Ia mengaku sudah mengingatkan Presiden Joko Widodo (Jokowi) pada awal masa pemerintahan, bahwa tantangan ke depan adalah kepastian hukum yang berpengaruh terhadap kepercayaan pasar.

"Saya sudah mengingatkan Pak Jokowi, ada hal mendasar yang dilihat masyarakat internasional dan pasar. Ini yang sudah saya ngomong tuh dua atau tiga bulan setelah Jokowi dilantik jadi presiden," kata Fahri Hamzah di Kompleks Parlemen, Senayan, Jakarta, Senin (3/9/2018).

"Oktober 2015 itu, awal atau akhir tahun, waktu rapat konsultasi, saya mengingatkan ke Pak Jokowi, tantangan buat bapak adalah kepastian hukum," sambungnya.

Baca: Fadli Zon: Pelemahan Rupiah Bisa Mengarah ke Krisis yang Cukup Gawat

Di awal pemerintahan Jokowi, lanjut Fahri Hamzah, nilai rupiah kokoh terhadap dolar karena optimisme pasar yang tinggi. Banyak yang optimis Jokowi akan menjamin kepastian hukum, sehingga akan menumbuhkan kepercayaan untuk berinvestasi di Indonesia.

"Optimisme ini lagi tinggi, dan waktu itu dibilangin Pak Jokowi itu kayak Obama-nya Indonesia. Pasar lagi sangat happy, your challenge adalah hukum, kepastian. Bisa pasti enggak situasi ini dilihat," ulasnya.

Namun, menurut Fahri Hamzah, lambat laun kepercayaan tersebut pudar. Tidak ada kepastian hukum di Indonesia, karena sejumlah aparat dan lembaga tidak tunduk pada aturan tertulis.

Baca: Rupiah Tembus 14.600 per Dolar AS, Kata Sri Mulyani Penyebabnya Turki

"Nah, kepastian hukum ini yang menyebabkan orang labil, enggak berani berbisnis. Karena dia tidak memegang sesuatu yang ada jaminannya," paparnya.
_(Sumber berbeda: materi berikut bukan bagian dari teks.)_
PR #400, opened 2021-05-20
OP-510 Core changes associated with GUI changes

dbmalkovsky:
See OP-510.

### DIFF
--- a/src/main/java/org/isf/lab/manager/LabManager.java
+++ b/src/main/java/org/isf/lab/manager/LabManager.java
@@ -85,50 +85,50 @@ public class LabManager {
 
 		// Check Exam Date
 		if (laboratory.getExamDate() == null) {
-			errors.add(new OHExceptionMessage("noExamDateError",
+			errors.add(new OHExceptionMessage(MessageBundle.getMessage("angal.common.error.title"),
 					MessageBundle.getMessage("angal.lab.pleaseinsertavalidexamdate"),
 					OHSeverityLevel.ERROR));
 		}
 		// Check Patient
 		if (GeneralData.LABEXTENDED && laboratory.getPatient() == null) {
-			errors.add(new OHExceptionMessage("patientNullError",
-					MessageBundle.getMessage("angal.common.select.patient.msg"),
+			errors.add(new OHExceptionMessage(MessageBundle.getMessage("angal.common.error.title"),
+					MessageBundle.getMessage("angal.common.pleaseselectapatient.msg"),
 					OHSeverityLevel.ERROR));
 		} else if (laboratory.getPatient() == null) {
 			String sex = laboratory.getSex().toUpperCase();
 			if (!(sex.equals("M") || sex.equals("F"))) {
-				errors.add(new OHExceptionMessage("invalidSexError",
+				errors.add(new OHExceptionMessage(MessageBundle.getMessage("angal.common.error.title"),
 						MessageBundle.getMessage("angal.lab.pleaseinsertmformaleorfforfemale"),
 						OHSeverityLevel.ERROR));
 			}
 			if (laboratory.getAge() < 0) {
-				errors.add(new OHExceptionMessage("invalidAgeError",
+				errors.add(new OHExceptionMessage(MessageBundle.getMessage("angal.common.error.title"),
 						MessageBundle.getMessage("angal.lab.insertvalidage"),
 						OHSeverityLevel.ERROR));
 			}
 		}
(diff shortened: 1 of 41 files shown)


src/main/java/org/isf/lab/manager/LabManager.java
```diff
@@ -92,7 +92,7 @@ protected void validateLaboratory(Laboratory laboratory) throws OHDataValidation
 		// Check Patient
 		if (GeneralData.LABEXTENDED && laboratory.getPatient() == null) {
 			errors.add(new OHExceptionMessage("patientNullError",
```
mwithi, line 94: why in this case we left the `"patientNullError"` while in other cases we replaced with `MessageBundle.getMessage("angal.common.error.title")`?  According to my understanding the "title" would be useful as univocal "error code" in order to identifiy the exception, not like a common title for every error

src/main/java/org/isf/medicalstockward/manager/MovWardBrowserManager.java
```diff
@@ -63,7 +63,7 @@ protected void validateMovementWard(MovementWard mov) throws OHDataValidationExc
 		List<OHExceptionMessage> errors = new ArrayList<>();
 		if (description.isEmpty() && mov.isPatient()) {
 			errors.add(new OHExceptionMessage("descriptionPatientEmptyError",
-					MessageBundle.getMessage("angal.medicalstockwardedit.pleaseselectapatient"),
+					MessageBundle.getMessage("angal.common.select.patient.msg"),
```
mwithi, line 66: wouldn't be more consistent with the past something like "`angal.common.pleaseselectapatient.msg`" like other similar like "`angal.opd.pleaseselectadisease.msg`"?

mwithi (commented):
some comments

src/main/java/org/isf/lab/manager/LabManager.java
dbmalkovsky: Yes it should be but it wasn't my focus when I was changing to a common "select patient message"; then I do the lab dialog this will be accounted for.

src/main/java/org/isf/medicalstockward/manager/MovWardBrowserManager.java
dbmalkovsky: I was trying to reduce to the length of the keys; it seems to me that "please" in the key is superfluous, redundant, and unneeded.    My preference is to remove the "please" for **all** the keys.

mwithi: the key is the sentence itself, so it can give a exact idea of the value, this is useful for the translators in absence of context so they have not to jump to English back and forth to see the original value.
In other words, according to the key only, someone could translate it as "select patient" only.
Moreover, also in the code would be more clear the message given to the patient without go check the bundles.

> My preference is to remove the "please" for all the keys.

I think these are too many changes to be tracked in one single PR, we agree we can revise in further steps, no worries

dbmalkovsky: I will put the "please" back and remove the extra dots in the keys.

mwithi: Thanks @dbmalkovsky !

dbmalkovsky: I am doing this because of the dictates of the the project owners but I still believe this is not needed as having worked with translators for 35+ years as they know and understand the context better then one may think.

src/main/java/org/isf/lab/manager/LabManager.java
dbmalkovsky: I made all the title changes in the CORE project.

src/main/java/org/isf/medicalstockward/manager/MovWardBrowserManager.java
dbmalkovsky: Added the "please", removed the dots, and expanded the key value to better match the actual English message.

dbmalkovsky:
@mwithi I believe I've addressed your concerns in the review comments with this commit.

src/main/java/org/isf/lab/manager/LabManager.java
mwithi: Thanks!

mwithi:
Thanks a lot!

Di sisi lain, menurut Fahri Hamzah, utang Indonesia terus menumpuk. Banyaknya utang karena belanja infrastruktur yang tinggi tersebut tidak berekses pada pertumbuhan ekonomi.

"Belum lagi pemasukan modal-modal dengan syarat yang banyak. Ini yang membuat growth enggak tumbuh. Sekarang udah ada attacks terhadap rupiah, ya sudah," bebernya.

Baca: Nilai Tukar Rupiah Terus Merosot, Maruf Amin: Pemerintah Sudah Siapkan Solusi

Hal itulah yang menurut Fahri Hamzah membuat nilai rupiah terus melemah terhadap dolar AS. Fahri Hamzah mengatakan, bila dibiarkan, maka ekonomi Indonesia akan terancam.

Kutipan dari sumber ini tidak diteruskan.